Efficient Private SCO for Heavy-Tailed Data via Averaged Clipping
Chenhan Jin, Kaiwen Zhou, Bo Han, James Cheng, Tieyong Zeng
TL;DR
This work tackles differential private stochastic convex optimization under heavy-tailed data by introducing a one-time gradient clipping scheme, AClip, and a private mean estimator that augments clipping with Gaussian noise. The proposed method, AClipped-dpSGD, achieves high-probability excess-risk bounds for both constrained and unconstrained convex problems, and extends to strongly convex and Hölder-continuous/non-smooth objectives, all while reducing gradient complexity compared to DP-SGD/DP-GD. The authors provide principled tuning guidelines for clipping and batch size, and validate the theory with extensive experiments on synthetic and real datasets, including CIFAR-10 with ResNet-18. The results demonstrate faster running times and improved privacy-utility trade-offs for heavy-tailed data, making the approach practical for large-scale private learning tasks. Overall, the paper offers a new perspective on clipping strategies in private optimization and delivers concrete, high-probability guarantees across several important problem classes.
Abstract
We consider stochastic convex optimization for heavy-tailed data with the guarantee of being differentially private (DP).

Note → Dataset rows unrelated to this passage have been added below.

PR #2429, opened 2018-09-18
Remove trailing spaces from parttool.py output

rojer:


components/partition_table/parttool.py
```diff
@@ -107,7 +107,7 @@ def main():
         return 1  # nothing found
 
     if args.offset:
-        print('0x%x ' % (found_partition.offset))
+        print('0x%x' % (found_partition.offset))
```
igrr: This will result in space missing if --offset and --size are both specified. How about something like
```
results = []
if args.offset:
    results.append('0x%x' % (found_partition.offset))
if args.size:
    results.append('0x%x' % (found_partition.size))
print(' '.join(results))
```

components/partition_table/Makefile.projbuild
```diff
@@ -65,8 +65,8 @@ all_binaries: $(PARTITION_TABLE_BIN) partition_table_get_info
 partition_table_get_info: $(PARTITION_TABLE_BIN)
 	$(eval PHY_DATA_OFFSET:=$(shell $(GET_PART_INFO) --type data --subtype phy --offset $(PARTITION_TABLE_BIN)))
 	$(eval APP_OFFSET:=$(shell $(GET_PART_INFO) --default-boot-partition --offset $(PARTITION_TABLE_BIN)))
-	$(eval OTA_DATA_SIZE := $(shell $(GET_PART_INFO) --type data --subtype ota --size $(PARTITION_TABLE_BIN) || echo 0) )
-	$(eval OTA_DATA_OFFSET := $(shell $(GET_PART_INFO) --type data --subtype ota --offset $(PARTITION_TABLE_BIN)) )
+	$(eval OTA_DATA_SIZE := $(shell $(GET_PART_INFO) --type data --subtype ota --size $(PARTITION_TABLE_BIN) || echo 0))
+	$(eval OTA_DATA_OFFSET := $(shell $(GET_PART_INFO) --type data --subtype ota --offset $(PARTITION_TABLE_BIN)))
```
igrr: just out of curiosity, where did this issue show up?

components/partition_table/parttool.py
rojer: `print` adds a newline, so it works in that case too

PR #2446, opened 2018-09-20
cmake -DCMAKE_${X}_COMPILER problem fixed (IDFGH-2877)

p5-vbnekit:
- bootloader external project: CMAKE_[C+CXX+ASM]_COMPILER parameters forwarding enabled;
- esp32 toolchain: "isset" check before "set" enabled.

If we run cmake with the "-DCMAKE_ASM_COMPILER:STRING=/path/to/xtensa-esp32-elf-gcc -DCMAKE_CXX_COMPILER:STRING=/path/to/xtensa-esp32-elf-g++ -DCMAKE_C_COMPILER:STRING=/path/to/xtensa-esp32-elf-gcc" instead of changing PATH, then we'll get the following errors:

> The ASM compiler identification is unknown
> Found assembler: xtensa-esp32-elf-gcc
> The C compiler identification is unknown
> The CXX compiler identification is unknown
> CMake Error at /home/nikita/work/esp/esp-idf/tools/cmake/project.cmake:99 (_project):
>   The CMAKE_ASM_COMPILER:
>     xtensa-esp32-elf-gcc
>   is not a full path and was not found in the PATH.
>   Tell CMake where to find the compiler by setting either the environment
>   variable "ASM" or the CMake cache entry CMAKE_ASM_COMPILER to the full path
>   to the compiler, or to the compiler name if it is in the PATH.
> Call Stack (most recent call first):
>   CMakeLists.txt:6 (project)
> Warning: Did not find file Compiler/-ASM
>
> CMake Error at /home/nikita/work/esp/esp-idf/tools/cmake/project.cmake:99 (_project):
>   The CMAKE_C_COMPILER:
> ... blah blah blah ...

It happens because:
 - tools/cmake/toolchain-esp32.cmake override user definitions;
 - bootloader external project executor doesn't forward theese options.

This commit fixes it.


projectgus:
Hi @p5-vbnekit ,

Thanks for bringing this up. I'm a little curious what the use cases are for specifying the toolchain on the command line like this.

Because of [CMake's cross compiling behaviour](https://cmake.org/cmake/help/v3.10/manual/cmake-toolchains.7.html#cross-compiling), for future compatibility it may be preferable to support passing `CMAKE_TOOLCHAIN_FILE=` on the command line to load a custom toolchain file, rather than overriding parts of the toolchain file. Do you think this could work for your use case?

(Ping @igrr as he may have some thoughts about the best approach here, as well.)

p5-vbnekit:
> Hi @p5-vbnekit ,
> 
> Thanks for bringing this up. I'm a little curious what the use cases are for specifying the toolchain on the command line like this.
> 
> Because of [CMake's cross compiling behaviour](https://cmake.org/cmake/help/v3.10/manual/cmake-toolchains.7.html#cross-compiling), for future compatibility it may be preferable to support passing `CMAKE_TOOLCHAIN_FILE=` on the command line to load a custom toolchain file, rather than overriding parts of the toolchain file. Do you think this could work for your use case?
> 
> (Ping @igrr as he may have some thoughts about the best approach here, as well.)

Hi! Thanks for reply. Yes it is possible, but in my case it will require more actions for configuring build profile...
In my case i use QTCreator (or "dockered" jenkins for automatic builds) & standard esp32 toolchain but non-standard toolchain path. QTCreator overrides theese cmake variables. Overriding CMAKE_${X}_COMPILER is thinnest and compatible way to build automation (in my opinion).
Reasons:
- not need to modify system environment
- not need for additional files
- it is legal cmake way too: https://gitlab.kitware.com/cmake/community/wikis/FAQ#how-do-i-use-a-different-compiler.

May be add both modes?

renzbagaporo:
Hi @p5-vbnekit, it seems I am unable to reproduce the issue that prompted you to submit this patch:

```
If we run cmake with the "-DCMAKE_ASM_COMPILER:STRING=/path/to/xtensa-esp32-elf-gcc -DCMAKE_CXX_COMPILER:STRING=/path/to/xtensa-esp32-elf-g++ -DCMAKE_C_COMPILER:STRING=/path/to/xtensa-esp32-elf-gcc" instead of changing PATH, then we'll get the following errors:
```
What I did is made a copy of the toolchain somewhere in my system not in PATH, and executed `idf.py` and a bare CMake build with `-DCMAKE_ASM_COMPILER:STRING=/path/to/xtensa-esp32-elf-gcc -DCMAKE_CXX_COMPILER:STRING=/path/to/xtensa-esp32-elf-g++ -DCMAKE_C_COMPILER:STRING=/path/to/xtensa-esp32-elf-gcc` passed. The app and bootloader build used the override toolchain binaries.

Is there something missing from my attempt to reproduce the issue?

renzbagaporo:
Deleted my previous reply since I was able to reproduce the issue you mention shortly thereafter.

About the patch, I'm not sure, since these would mean the patch would also be required for every other official toolchain-file ESP-IDF will deliver.

It doesn't seem to be standard practice for toolchain files as well: https://cmake.org/cmake/help/latest/manual/cmake-toolchains.7.html.

PR #5161, opened 2020-04-21
Update linenoise.c: calloc returning NULL is not handled (IDFGH-3144)

motla:
Calloc function tries to allocate 4096 bytes.
If such memory is not available, it returns NULL pointer.
This exception was not handled in the code, causing a dirty crash.

### DIFF
--- a/components/console/linenoise/linenoise.c
+++ b/components/console/linenoise/linenoise.c
@@ -1119,6 +1119,9 @@ int linenoiseHistoryLoad(const char *filename) {
         if (p) *p = '\0';
         linenoiseHistoryAdd(buf);
     }
+
+    free(buf);
     fclose(fp);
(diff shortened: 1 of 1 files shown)


boarchuz:
Perhaps take this opportunity to update here with the same calloc and null check:
https://github.com/espressif/esp-idf/blob/5214f40356c923189934ad6f15a20b1a9e58f307/components/console/linenoise/linenoise.c#L1105

Currently that's 4k on the stack.

igrr:
@motla Thanks for the PR, will get take it for merging!

motla:
@boarchuz I didn't saw that, great remark thank you. 
It seems that the original linenoise was not suited for embedded chips...
I just updated the file.
Thanks

Issue #2083, opened 2018-06-21
esp_ota_begin() starving network task of cpu time with large partitions and SPI RAM (IDFGH-261)


markwj:
We use 16MB ESP32 modules with 4MB OTA partitions and external SPI RAM. Currently our firmware image is approximately 2.8MB in size. The flow of our code is to make an http GET request for the firmware image, read the headers (in particular download size), call esp_ota_begin() with the firmware download size, then download chunk by chunk and call esp_ota_write for each chunk, and a final esp_ota_end when done. Our networking buffers are in INTERNAL RAM, not SPI RAM.

After our firmware exceeded about 2MB in size, and we started to use SPIRAM more in our application, we started to see random crashes during OTA firmware updates over wifi.

> abort() was called at PC 0x401b8e84 on core 0
> 0x401b8e84: pm_on_beacon_rx at ??:?
> 
> Backtrace: 0x40091e6b:0x3ffcc4a0 0x40091fc3:0x3ffcc4c0 0x401b8e84:0x3ffcc4e0 0x401b94ef:0x3ffcc520 0x401b9bd1:0x3ffcc550 0x40089e62:0x3ffcc5a0
> 
> 0x40091e6b: invoke_abort at /Users/mark/esp/esp-idf/components/esp32/panic.c:669
> 0x40091fc3: abort at /Users/mark/esp/esp-idf/components/esp32/panic.c:669
> 0x401b8e84: pm_on_beacon_rx at ??:?
> 0x401b94ef: ppRxProtoProc at ??:?
> 0x401b9bd1: ppRxPkt at ??:?
> 0x40089e62: ppTask at ??:?

We narrowed down the issue to using networking functions (reading from the TCP/IP socket) after calling esp_ota_begin with large image sizes (over approximately 2MB). The Espressif code calls a single esp_partition_erase_range() which disables the SPI RAM cache and blocks any task trying to access that. If the system networking task is blocked for too long, then it seems to get messed up in handling wifi beacons, and panics when it finally gets some CPU time?

If we change esp_ota_begin() to use a loop to erase the partition in 256KB chunks (calling esp_partition_erase_range() multiple times), with a 1 tick vTaskDelay between each chunk, the problem goes away and OTA works again. The vTaskDelay is required as without it the panic in pm_on_beacon_rx still happens.

[...]

PR #5171, opened 2020-04-23
Cherry-pick missing commit 7a2885885c25821d8985b6a97798956f12907b5a to master (IDFGH-3157)

Hallot:
See: https://www.esp32.com/viewtopic.php?f=13&t=14978

spi_flash: Add vTaskDelay while a long erasing
Added Kconfig options to enable yield operation during flash erase

Closes: https://github.com/espressif/esp-idf/issues/2083
Closes: IDFGH-261

### DIFF
--- a/components/spi_flash/Kconfig
+++ b/components/spi_flash/Kconfig
@@ -76,6 +76,28 @@ menu "SPI Flash driver"
         config SPI_FLASH_DANGEROUS_WRITE_ALLOWED
             bool "Allowed"
     endchoice
+   
+    config SPI_FLASH_YIELD_DURING_ERASE
+        bool "Enables yield operation during flash erase"
+        default y
+        help
+            This allows to yield the CPUs between erase commands.
+            Prevents starvation of other tasks.
+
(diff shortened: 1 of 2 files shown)


Hallot:
Signing CLA does not seem to work, I've done it multiple times already, to no avail.

mahavirj:
@Hallot We have fix for this already submitted in our internal merge requests queue. It will soon reflect to github as well. You can probable close this PR.

projectgus:
@Hallot ,

Thanks again for this, the internal fix for this should be pushed to GitHub very soon. (We cherry-picked this commit but also implemented this feature for the new SPI Flash API added in V4.0).

For the record:

> Signing CLA does not seem to work, I've done it multiple times already, to no avail.

It doesn't matter in this case, but for future reference this didn't work because the email address used for the commit isn't associated with your GitHub account (if you look at the commit shown above you can see that there's anonymous GitHub user shown as the committer). So the CLA bot has no way to know who the committer for this change is.

PR #5179, opened 2020-04-24
Fixes for -Wundef and -Wsigned-compare

tannewt:
Also ignores tools folders created during install.


tannewt:
I just updated this again.

Alvin1Zhang:
Thanks for the updates.

PR #5183, opened 2020-04-25
esp-netif: esp_netif_is_netif_up should also check netif_is_link_up (IDFGH-3171)

AxelLin:
Otherwise esp_netif_update_default_netif_lwip() may select wrong interface
as default route. e.g. calling esp_netif_is_netif_up() for ppp interface before
dialing up returns true without this patch then it's selected as the default
route due to higher priority.


Alvin1Zhang:
@AxelLin Thanks for your contribution. @david-cermak

PR #5216, opened 2020-04-30
mdns: Allow config mDNS task stack size (IDFGH-3219)

AxelLin:
When I check uxTaskGetStackHighWaterMark with my application I found mdns
task wastes some memory but the stack size is not configurable now.
Thus add this patch to allow config mdns task stack size.


Alvin1Zhang:
@AxelLin Thanks for your contribution.

PR #5228, opened 2020-05-01
Http sse example (IDFGH-3231)

nkorber:
Example http server implementing server-sent event


Alvin1Zhang:
@nkorber Thanks for your contribution.

shahpiyushv:
@nkorber , sorry for the late reply. This example looks a bit too complicated and could be hard for users to understand. Can you make the following changes
- Use C instead of C++ to be consistent with other examples
- Remove hardware dependent code, and instead use timers to generate events and prints to show that command was received from the browser.

I will add other comments on the actual code.

shahpiyushv:
@nkorber , sorry for the late reply. This example looks a bit too complicated and could be hard for users to understand. Can you make the following changes
- Use C instead of C++ to be consistent with other examples
- Remove hardware dependent code, and instead use timers to generate events and prints to show that command was received from the browser.

I will add other comments on the actual code.

nkorber:
@shahpiyushv : Thanks for your comments.
* Use timers : I have to think how to make the example still demonstrative without any hardware. Should be possible but I have not so much time now ; will need delay.
* Use C : Consistency, I understand but on the other hand we are in 21st century ; it will be time to evolve and C++ is IMHO the best successor since it provides a lot of improvements without loosing the flexibility of C.

shahpiyushv:
@nkorber , by timer, I just mean having a [periodic esp timer](https://github.com/espressif/esp-idf/tree/7d75213/examples/system/esp_timer) which will keep incrementing and reporting some counter, and the webpage will show the live counter value. You could even have an option to reset the counter from the browser, so that 2 way communication, like your original example had, can be demonstrated.

Regarding the point about C++, I had a discussion with IDF maintainers, and was told that CPP examples are fine.

Please also have a look at the contribution guidelines [here](https://docs.espressif.com/projects/esp-idf/en/latest/esp32/contribute/creating-examples.html). I see that your PR has GPL license. As per the contribution guide

> All original example code has a license header saying it is “in the public domain / CC0”, and a warranty disclaimer clause. Alternatively, the example is licensed under Apache License 2.0. See existing examples for headers to adapt from.

Alvin1Zhang:
@nkorber Thanks for your contribution, any further updates regarding the PR? Thanks.

Alvin1Zhang:
Thanks for your contribution again, feel free to reopen when the suggested changes are done, thanks.

nkorber:
Hello, I know, it's a pity, but I have no time for this thing for the
moment. And since the work is quite old it's probably no more up to
date...
Sorry

Alvin1Zhang a écrit :

nkorber:
You're welcome.

Le 2023-07-17 16:44, Michael Hillpot a écrit :

PR #5246, opened 2020-05-06
Modify the OTA implementation to incrementally erase flash (IDFGH-3250)

mkellner:
This patch modifies the OTA implementation to incremental erase flash sectors as they are written, rather than bulk erasing them all at once when OT begins. This solves several problems:

- The bulk flash erase can take so long that it triggers the watchdog timer. Disabling the watchdog is an undesirable risk.
- The bulk erase interferes with the responsiveness of the system to user input.
- Incremental erasing eliminates the need to pass the firmware image size to esp_ota_begin to avoid erasing more flash sectors than required.
- When installing an OTA received via HTTP, the size of the firmware image is known when the content-length header is received. Calling esp_ota_begin at that time causes a long delay to do the bulk erase which causes the TCP transfer speed to be measurably slowed when the transfer resumes after the erase. Incremental erasing eliminates this TCP slowdown.

### DIFF
--- a/components/app_update/esp_ota_ops.c
+++ b/components/app_update/esp_ota_ops.c
@@ -48,7 +48,6 @@
 typedef struct ota_ops_entry_ {
     uint32_t handle;
     const esp_partition_t *part;
-    uint32_t erased_size;
     uint32_t wrote_size;
     uint8_t partial_bytes;
     uint8_t partial_data[16];
@@ -131,7 +130,6 @@ static esp_ota_img_states_t set_new_state_otadata(void)
 esp_err_t esp_ota_begin(const esp_partition_t *partition, size_t image_size, esp_ota_handle_t *out_handle)
 {
     ota_ops_entry_t *new_entry;
-    esp_err_t ret = ESP_OK;
 
     if ((partition == NULL) || (out_handle == NULL)) {
         return ESP_ERR_INVALID_ARG;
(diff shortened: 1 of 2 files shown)


Alvin1Zhang:
@mkellner Thanks for your contribution.

mahavirj:
@mkellner Is it possible to keep this under some config option, like `CONFIG_APP_ERASE_DURING_WRITE` or similar? Reason being, there are some use-cases where OTA happens in non-sequential order (firmware blocks from cloud may receive out-of-order) and that time having (entire) partition erased prior to individual block write is desirable to have (other option being to handle that in `esp_ota_write` using some bit-map).

phoddie:
Hello. Thank you for the feedback.

I just learned of `esp_ota_write_with_offset` which appears to be part of a later IDF. That would indeed be incompatible with these changes. The documentation states:

> Use of esp_ota_write_with_offset() in combination with esp_ota_write() is not recommended

Given the presence of `esp_ota_write_with_offset`, a special value for the `image_size` argument to `esp_ota_begin` to indicate writes will be contiguous is a workable solution that will allow applications to opt-in. I'll prepare an updated patch for that.

phoddie:
Hello. We've made the changes requested. If there is any further impediment to integrating this change, please let me know. Otherwise, please let us know when we can expect to see this PR accepted. Thank you.

mahavirj:
@phoddie This change reverted earlier fix from https://github.com/espressif/esp-idf/commit/c82a4d59ee1564a2abad69b12f5a95ada8efdeed#diff-9135df8adbcedc507846e133b75e9f62. However, this now taken care along with one additional fix in `esp_ota_write_with_offset` API. Change will be integrated soon and that will auto update this PR as well. Thank you for contribution.

phoddie:
@mahavirj - That's great news. Thank you.

mahavirj:
Change has been merged with https://github.com/espressif/esp-idf/commit/3a768f51c3f932663af99384210d7d618ae885ea. Thank you.

PR #3290, opened 2019-04-10
Populate the TaskStatus_t.pxStackBase field (IDFGH-952)

rojer:

PR #5252, opened 2020-05-07
Set pxStackBase value in TaskStatus_t when filling task info (IDFGH-3258)

Hallot:
The value was never set, thus resulting in garbage when accessed.


Alvin1Zhang:
@Hallot Thanks for your contribution.

Hallot:
I just realised there already was a PR for this [here](https://github.com/espressif/esp-idf/pull/3290), but it has never been merged.
Feel free to close this one if needed.

AxelLin:
Current master tree is using freertos 10, so this does not apply to current master tree now.
Please re-check if the master tree still needs fix or not.

Hallot:
@AxelLin Master now properly sets it, l4134: `pxTaskStatus->pxStackBase = pxTCB->pxStack;`

Closing this now.

Issue #5193, opened 2020-04-26
idf.py double-loads "idf_ext.py" in project directory. (IDFGH-3193)


BrianPugh:
Starting [here](https://github.com/espressif/esp-idf/blob/master/tools/idf.py#L635), `idf.py` begins searching for and loading extensions. If the environment variable `IDF_EXTRA_ACTIONS_PATH` doesn't exist, it defaults to an empty string. When searching for python files ending in `'_ext'`, an empty string for a directory is interpretted as the current directory (which for many cases is the project directory). So, if the project has an `idf_ext.py`, it gets loaded here. A few lines down (under commend `# Load extensions from project dir`), `idf_ext.py` is searched for again and reloaded, duplicating the extension.

So there are a few solutions (I didn't open a PR because I'm not sure of external implications/backwards compatibility). I personally thing solution (1) is the cleanest and actually reduces the current amount of code:

1. Only append `extra_paths` if it's a non-empty. Not sure if other esp-idf elements relied on the current directory being added to the search path. I think this may have been the intended implementation, because it doesn't seem correct that we should only load the current directory if the environment variable `IDF_EXTRA_ACTIONS_PATH` is not set. Additionally, by default, the current directory is already in the python path.

```
# Make a set to automatically handle duplicate paths
extension_dirs = set([os.path.abspath(os.path.normpath(idf_py_extensions_path))])
extra_paths = os.environ.get("IDF_EXTRA_ACTIONS_PATH")
if extra_paths is not None:
    extension_dirs.update([os.path.abspath(os.path.normpath(path)) for path in extra_paths.split(';')])
```

In this event, its simpler and cleaner to append the `project_dir` to `extension_dirs` and get rid of the code under   `# Load extensions from project dir`:

```
extension_dirs.add(project_dir)
```

And then finally, convert it back to a list:

```
extension_dirs = list(extension_dirs)
```

2. If we do intend importing the current directory (which may be the project directory, this solution is absolutely backwards compatible), make sure all paths are absolute and normalized (i.e. `os.path.abspath(os.path.normpath(some_extension_dir))`). Prior to loading an extension, check if the absolute-normalized-path to the file is in a newly-created list-of-loaded-paths. If the extension is already loaded, don't reload it.

BrianPugh:
totally unrelated: the `run` method of `Task` would be more appropriate as the magic `__call__` method

Alvin1Zhang:
@BrianPugh Thanks for reporting, we will look into.

[...]

PR #5278, opened 2020-05-12
Fix double project idf_ext.py loading (IDFGH-3287)

BrianPugh:
Fixes the issue described in #5193 . I did not combine the project extension loading with the generic built-in extension loading since it'd be slightly backward incompatible (but would have reduced ~10 lines of code).

### DIFF
--- a/tools/idf.py
+++ b/tools/idf.py
@@ -635,10 +635,15 @@ def init_cli(verbose_output=None):
     all_actions = {}
     # Load extensions from components dir
     idf_py_extensions_path = os.path.join(os.environ["IDF_PATH"], "tools", "idf_py_actions")
-    extra_paths = os.environ.get("IDF_EXTRA_ACTIONS_PATH", "").split(';')
-    extension_dirs = [idf_py_extensions_path] + extra_paths
-    extensions = {}
+    extension_dirs = [realpath(idf_py_extensions_path)]
+    extra_paths = os.environ.get("IDF_EXTRA_ACTIONS_PATH")
+    if extra_paths is not None:
+        for path in extra_paths.split(';'):
+            path = realpath(path)
+            if path not in extension_dirs:
+                extension_dirs.append(path)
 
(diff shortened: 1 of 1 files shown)


Alvin1Zhang:
@BrianPugh Thanks for your contribution.

kumekay:
Hi @BrianPugh 
Thank you for the PR!

I thought twice and realised that making path as a set is not a good idea, 
because extensions from IDF_EXTRA_ACTIONS_PATH may depend on some built-in extensions, but in a set order is not determined, so it's better to keep it as list to keep the order:

```python
    extension_dirs = [realpath(idf_py_extensions_path)]
    extra_paths = os.environ.get("IDF_EXTRA_ACTIONS_PATH")
    if extra_paths is not None:
        for path in extra_paths.split(';'):
            path = realpath(path) 
            if path not in extension_dirs:
                extension_dirs.append(path)

    extensions = {}
```

Could you please update the PR?

BrianPugh:
updated!

tools/idf.py
```diff
@@ -635,10 +635,16 @@ def parse_project_dir(project_dir):
     all_actions = {}
     # Load extensions from components dir
     idf_py_extensions_path = os.path.join(os.environ["IDF_PATH"], "tools", "idf_py_actions")
-    extra_paths = os.environ.get("IDF_EXTRA_ACTIONS_PATH", "").split(';')
-    extension_dirs = [idf_py_extensions_path] + extra_paths
-    extensions = {}
+    # Make a set to automatically handle duplicate paths
```
kumekay, line 638: This comment doesn't make sense anymore,
and could you remove it and squish all commits into one?

BrianPugh: fixed and squashed

BrianPugh:
merged in https://github.com/espressif/esp-idf/commit/3a6b8bb6e3116c8780b6a5c8638489451bbca51a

Most prior works on differentially private stochastic convex optimization for heavy-tailed data are either restricted to gradient descent (GD) or performed multi-times clipping on stochastic gradient descent (SGD), which is inefficient for large-scale problems. In this paper, we consider a one-time clipping strategy and provide principled analyses of its bias and private mean estimation. We establish new convergence results and improved complexity bounds for the proposed algorithm called AClipped-dpSGD for constrained and unconstrained convex problems. We also extend our convergent analysis to the strongly convex case and non-smooth case (which works for generalized smooth objectives with H$\ddot{\text{o}}$lder-continuous gradients). All the above results are guaranteed with a high probability for heavy-tailed data. Numerical experiments are conducted to justify the theoretical improvement.